To do so, I will first replicate the original analysis as closely as possible, but also look at some additional metrics.

I was not able to pull the original dataset, so searched the web as best as I could to find chocolate consumption numbers and Nobel prizes per capita.

As boasted in the paper, I also got a great correlation, albeit not as significant (0.658 instead of 0.791). First little red flag, it appears that the number is quite volatile and rather data-sensitive. While it is hard to lie about Nobel Prize laureates, one might wonder if there even is anything such as an official chocolate consumption database?

Step 2 consisted in looking at another metric which is theoretically tied to Nobel Prize winning according to the paper: cognitive ability. Of course the first proxy that comes to mind for this metric is IQ. I therefore replicated the analysis looking at correlation between chocolate consumption and IQ.

Wow, the value dropped to 0.279! Even more troubling: only one of the top top IQ countries (Japan) was from the original analysis as there was no chocolate consumption data for them. Second red flag: why were only 23 countries included in the original paper?
So chocolate makes you smart enough to win a Nobel, but not enough to increase IQ?

But why settle on Nobel prize laureates and IQ, why not look at a whole set of metrics and test their correlations with chocolate consumption? With feminine intuition from my wife, I started focusing on crime-related metrics, and here are the results:

Kidnappings, correlation = 0.11

Drug offenses, correlation = 0.42

Rape victims, correlation = 0.45

What about total crimes per capita?

Correlation of… 0.72 !!! Even higher than for Nobel Prize! Stop eating that chocolate right now, or you will end up in jail before you know it!

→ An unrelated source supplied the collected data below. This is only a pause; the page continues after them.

PR #5582, opened 2018-09-06
Support compiling the plugin infrastructure with mypyc

msullivan:
The tricky part here is that fundamentally the plugin infrastructure needs to work
with classes that were not compiled by mypyc. Since mypyc doesn't currently
allow interpreted classes to inherit from mypyc classes, this poses a problem.

The solution is to introduce an `InterpretedPlugin` class that is not compiled by
mypyc that we arrange for interpreted modules to see as `Plugin`. Interpreted
plugins can safely subclass from this module, which arranges to wrap instances
of it in a `WrapperPlugin` class that inherits from `Plugin` and proxies to the
`InterpretedPlugin`.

So taking a step back, what have we shown? Well the first point is that if you compare enough metrics to each other, you are bound, just out of pure chance to come up with high correlation that does not mean anything. Just like if you flip a coin enough time (in the sense of quit your job right now) you are bound to get 20, 30 even 100 consecutive heads.  Does it mean anything? No, you just lost your whole life for nothing.

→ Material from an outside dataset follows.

PR #5584, opened 2018-09-07
Sync typeshed

msullivan:


msullivan:
A code fix is needed for this sync to work. #5585 includes both a workaround for the typeshed error and the code fix needed.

The second important point is that there could be some link between the two metrics in question. But it does not mean that metric 1 impacts impact 2! Nor does it mean than metric 2 impacts metric 1! (the article never wonders whether Nobel prize laureates could have enough appetite for chocolate  to lower their countries average consumption value). It could very well be that there is a third metric impacting both metric 1 and metric 2. The example I like best from my stats class is: does carrying a lighter increase your risk of getting lung cancer? Of course not why would it? Even if I told you there was a strong correlation between the two? Hmmmm. But here’s the thing, you are actually without knowing it comparing smokers to non-smokers. Smokers tend to have a greater probability of carrying lighters around, and of having greater risk for lung cancer. But carrying a lighter does cause lung cancer, and having lung cancer certainly doesn’t make you more prone to carrying a lighter!

OK, back to chocolate. What’s going on behind the scenes and behind the nice straight line? As discussed previously, there could be one of two phenomena going on:

Go ahead and eat all the chocolate you want, but hold off on booking that flight to Oslo…

I would also like to point out this article by James Winters and Sean Roberts which features a surprisingly similar analysis to mine (looking at IQ then at serial killers). Nobody copied anybody, I was just relieved to see I wasn’t the only one finding for correlation VS causation!